Nothing in the data may be altered as it is transcribed.

Start of PROVIDED ENTRIES

PR #2245, opened 2022-09-22
Fixes elevation plot regression

cquiroz:
This fixes a small regression where the elevation plot wouldn't get the appropriate coordinates of the current target/asterism

### DIFF
--- a/explore/src/main/scala/explore/tabs/ObsTabTiles.scala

End of PROVIDED ENTRIES

EXPECTED ANSWER:
PR #2245, opened 2022-09-22
Fixes elevation plot regression

cquiroz:
This fixes a small regression where the elevation plot wouldn't get the appropriate coordinates of the current target/asterism

### DIFF
--- a/explore/src/main/scala/explore/tabs/ObsTabTiles.scala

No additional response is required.